【421】“我的父亲母亲”全国散文、诗歌有奖征文大赛黄明银作品

退休的父亲

黄明银(湖北)

“我退了!”在乡下小学当教师的父亲那年专门给我打了个电话,声音有些惆怅又似如释重担。

我知道父亲对站了四十多年的讲台还难于割舍,可自己的年龄和有限的文化水平,在近乎残酷的竞争中老父亲实在是力不从心。“退了也好,你妈一人在家太苦了!”听了父亲的话,我突然对劳碌的父亲生出几分可怜,倔犟的他不会像城里人那样安享晚年,将与勤劳的母亲在山村厮守。

当了44年老师的父亲其实连初中就没读完,当年父亲以优异的成绩考入县一中,可一穷二白的爷爷实在是无力供应父亲每周两斤苞谷面的生活,到初二上学期就缀学了。就这样,父亲在当时村里就算有点文墨了,16岁就在村小学当上了民办老师。在人民公社时,民办老师的待遇是每月六七元工资加全年3000工分,直到八十年代也只有二十八块半。因此转正是民办老师最大的愿望,也许是没有文凭,父亲对转正一直是守株待兔,巴望组织上的特殊照顾,虽年年要转一批,可总与他这位有小学高级教师职称的老民办失之交臂,直到九十年代中期,父亲终于赶上全国最后一次民转公的末班车,成为一名公办老师。为了供我们三弟兄读书,父亲常常是放下粉笔就操起背娄打杵柴刀锄头,犁上赶耙上,一身露水半腿泥,一放长假就与村里壮劳力出去搞副业,直到临开学才揣着几卷现钞满身伤痛回来,一个一个送我们上学。

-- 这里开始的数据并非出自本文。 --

PR #304, opened 2011-06-16
Last-child pseudo selector test

laustdeleuran:
I don't know how this is merged into Modernizr, but I've added the last-child pseudo selector test the feature-detection folder. The script has been tested in FireFox 3.0+, Chrome 7, 10, 11,12, IE6-9, Safari 4.0+ and Opera 11.

It would probably be a good idea to test the script in FireFox 1.0-2.0 and Safari 1.3-2.0. I haven't been able to perform test in those browsers.

### DIFF
--- a/feature-detects/css-lastchild.js
+++ b/feature-detects/css-lastchild.js
@@ -1,34 +1,3 @@
-// :last-child pseudo selector test.
-// By @laustdeleuran and @emilchristensen
-// Please see http://reference.sitepoint.com/css/pseudoclass-lastchild for weird :last-child behaviour in FireFox below 2.0 and Safari below 2.0.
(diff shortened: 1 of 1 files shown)


es6Test:
If I just include modernizr will :last-child just work on a ie8 stylesheet? I done that and it didn't work.

phistuck:
Modernizr does not add features to the browser, it only detects whether the features are supported.

If you selected HTML5Shiv, though, HTML5Shiv (not Modernizr) makes the browser recognize HTML5 elements as unknown elements (as opposed to empty nodes that cannot be laid out using CSS).

es6Test:
I see, I usually just do that by checking if the api is not undefined with vanillajs.

phistuck:
@es6Test - for JavaScript features, this is pretty easy, yes. For prefixed CSS properties, for example, it gets trickier.

PR #911, opened 2013-04-22
Font-Smoothing test

wellcaffeinated:
Hi there,

I've adapted [Zoltan Du Lac's font-smoothing detection](http://www.useragentman.com/blog/2009/11/29/how-to-detect-font-smoothing-using-javascript/) into a V3 test.

Thought it might be useful to submit it here.

This is my first submission to Modernizr, so any feedback/code reviews would be much appreciated.

### DIFF
--- a/feature-detects/fontsmoothing.js
+++ b/feature-detects/fontsmoothing.js
@@ -1,0 +1,103 @@
+/*!
+{
+  "name": "Font-Smoothing",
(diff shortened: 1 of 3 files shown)


patrickkettner:
Given the general lack of demand combined with the age of the issue, I am going to go ahead and offically not accept this.

Thank you so much for opening it, @wellcaffeinated !

PR #983, opened 2013-06-30
Add better async test support. Fixes #969.

### LINKED ISSUE #969: Async tests should add property to `Modernizr` object when declared
Copy-paste from my comment on #622.

It might be nice if we attach the property to the Modernizr object when async tests are declared (but leave it `undefined`) – i.e.:

```html
<script src="modernizr.js"></script>
<script>
'datauri' in Modernizr  // true (with the current code this would be false)
Modernizr.datauri       // undefined
</script>
```

in case it's ever helpful to see which tests have been defined, without them having to have finished running.

Although that might mean changing the APIs (which may be no bad thing – I've mentioned before I think it's a little bit confusing):

```javascript
Modernizr.addAsyncTest('datauri', function () {
   // ...
      resolveAsyncTest(true);
   // ...
});
```

Alternatively could have `resolveAsyncTest()` and `rejectAsyncTest()` to match Promise language (both take no arguments).

We'd keep the `addTest()` API the same as it is now; `resolveAsyncTest()` could just be a wrapper around it.

@SlexAxton – thoughts?

SlexAxton:
This probably needs a decent read-through @stucox -- but I think it's what you want. I haven't quite been bothered to rewrite the tests that this fails. They are generally expecting false values for async tests, and now getting explicit `undefined`s. But as far as I can tell, that's desired functionality now. Went through and converted all async tests to the new format.

### DIFF
--- a/feature-detects/canvas/todataurl.js
+++ b/feature-detects/canvas/todataurl.js
@@ -3,7 +3,6 @@
   "name": "canvas.toDataURL type support",
   "property": ["todataurljpeg", "todataurlpng", "todataurlwebp"],
   "tags": ["canvas"],
-  "async" : false,
   "notes": [{
     "name": "HTML5 Spec",
     "href": "http://www.w3.org/TR/html5/the-canvas-element.html#dom-canvas-todataurl"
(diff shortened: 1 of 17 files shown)


patrickkettner:
@SlexAxton I _think_ this would fix a bug I am trying to track down - any chance you could give this a quick rebase?

rejas:
Hi @SlexAxton do you have the time to rebase this against the latest master so we can have a better look at ti again?

PR #1257, opened 2014-03-09
update Modernizr._prefixes to only return the supported prefixes

### LINKED ISSUE #1223: Don’t test against every prefix every time for `testAllProps()` / `prefixed()`
As highlighted by @hexalys on #878: it’s wasteful to iterate through every prefix every time – the prefix an engine uses is always the same. IE gets a particularly raw deal, because we test `-ms-` last every time.

I also like the idea of exposing the detected prefix as `Modernizr._prefix`.

How should we determine the prefix? [This method](http://davidwalsh.name/vendor-prefix) by @darkwing looks as reliable as any other (taking @mathiasbynens’ [comment re. IE < 8 support](http://davidwalsh.name/vendor-prefix#comment-49324) into account)

patrickkettner:
fixes #1223

### DIFF
--- a/distmetadata.json
+++ b/distmetadata.json
@@ -1,0 +1,7423 @@
+[
+  {
+    "name": "Ambient Light Events",
+    "property": "ambientlight",
+    "notes": [
+      {
+        "name": "W3C Ambient Light Events",
+        "href": "http://www.w3.org/TR/ambient-light/"
+      }
+    ],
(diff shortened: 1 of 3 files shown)


patrickkettner:
gonna close this, as browsers now support a mish mash of prefixes and you can't guarantee which any browser will implement.

PR #1263, opened 2014-03-12
Content Security Policy restrictions workaround

### LINKED ISSUE #1262: Content Security Policy restrictions error
Demo

When CSP is on Modernizr can accidently crash entire app (when Modernizr comes as part of app file).

termi:
fixes #1262

### DIFF
--- a/feature-detects/css/backgroundposition-shorthand.js
+++ b/feature-detects/css/backgroundposition-shorthand.js
@@ -21,12 +21,11 @@ element's background-position simultaniously.
 
 eg `background-position: right 10px bottom 10px`
 */
-define(['Modernizr', 'createElement'], function( Modernizr, createElement ) {
+define(['Modernizr', 'setCss', 'createElement'], function( Modernizr, setCss, createElement ) {
   Modernizr.addTest('bgpositionshorthand', function() {
     var elem = createElement('a');
-    var eStyle = elem.style;
     var val = 'right 10px bottom 10px';
-    eStyle.cssText = 'background-position: ' + val + ';';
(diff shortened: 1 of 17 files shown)


quinncomendant:
What is the status of this fix? I too am trying to find a solution to using Modernizr with CSP.

RehanSaeed:
+1

quinncomendant:
FYI This is being discussed in issue [#1262](https://github.com/Modernizr/Modernizr/issues/1262)

remyabel:
Any movement on this? According to [MDN](https://developer.mozilla.org/en-US/docs/Web/API/CSSRule/cssText), `cssText`:

> Note: Can no longer be set directly, as now specified to be functionally modify-only -- and *silently* so -- meaning that attempting to set it does absolutely *nothing* -- not even warn or error.  Further, it has no settable sub-properties.  Therefore, to modify, use the stylesheet's cssRules[index] properties .selectorText and .style (or its sub-properties).  See Using dynamic styling information for details.

So this is a pretty important PR in general, if I'm not mistaken.

Identekit:
Is there a fix for this that doesn't involve 'unsafe-eval' or 'unsafe-inline'?  I just downloaded the latest from NuGet, v. 2.8.3 but still received the following errors:

Refused to apply inline style because it violates the following Content Security Policy directive: "style-src 'self' 'nonce-...'". Either the 'unsafe-inline' keyword, a hash ('sha256-CwE3Bg0VYQOIdNAkbB/Btdkhul49qZuwgNCMPgNY5zw='), or a nonce ('nonce-...') is required to enable inline execution.

image

Issue #733, opened 2012-10-19
false positive in history management support detection


bitinn:
This issue has been known for a while but I haven't found a solid way to workaround it.

History API support used by modernizr and majority of routing frameworks does this:

`!!(window.history && history.pushState)`

This is fine on desktop browser, but for mobile browser, in particular android 2.2 - 4.0 and iOS 4, this leads to false positive, where they claim support for pushState, but has issue such as "location.pathname is not updated" or "address bar does not update"

reference:
http://code.google.com/p/android/issues/detail?id=17471
http://caniuse.com/#search=history

This is an issue because we cannot provide a fallback (e.g. hashchange) as it is not reliably detected.

one might say "forget it and let mobile device do a full refresh", but for Web App this is quite critical as full page rendering slow down workflow, even if we assume client-side caching is working.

如今我们有了自己的儿女和工作,勤扒苦挣的父亲母亲反而更加劳碌,隔些日子,日显苍老的父亲佝偻着身子,汗吧水流地将大袋小袋的米油肉菜送到们家,匆匆而来匆匆而去,彼此之间好似无多少言语。每当此时,我总是想起朱自清《背影》中父亲的形象,心中愧疚和自责。家庭和工作的磕磕绊绊,虽与父亲同在一个只相隔二十多公里的小县,破帽遮颜居闹市,总觉没混出个人样来,一年上头也就难得回家几次,印象中健朗高大的父亲形象反倒模糊了,只觉得父亲就如即将燃尽油的灯。

作为教师,父亲其实很敬业,任教时,他每期班上的成绩在全乡一直居前列,当年三个年级挤在一个教室里,父亲也调理得有头有绪,我们村中年人以下的大多数人都是父亲的手把手启蒙的。那年教育系统搞竞争上岗,我劝父亲这把年纪了就不参加考试了,反正争不过年轻人。他说还是考考吧,真要是考不上下了岗还是有点丑的。于是有点眼花的父亲捧着一大摞书,熬更守夜地往已不那么灵光的脑子里硬装了一些条条框框,直到有一天,他略带兴奋地给我一个电话:我考上了,在编内!我知道竞争上岗对于父亲这样的老干子已没有多大意义了,倔强的他只是想证明一下自己罢了。

父亲终于还是退下了三尺讲台,带着眷恋和满心疲惫。很多次接二老到城里居住安度晚年,可父亲说农村现在也很好,母亲也说在劳动惯了在城里呆不住。如今父亲退休十多年了,我还是那样奔波着很少回老家,偶尔听说父亲在村里参加抬电杆修公路,也时不时听老父亲打电话唠叨什么农网改造自来水公路退耕还林等新农村建设,听父亲像孩子似的兴奋,我心里稍许宽慰。

【作者简介】黄明银,出生于鄂西山区昭君故里兴山县,湖北兴发集团员工,曾有新闻稿件见诸报端,偶有散文随笔多发于微信朋友圈。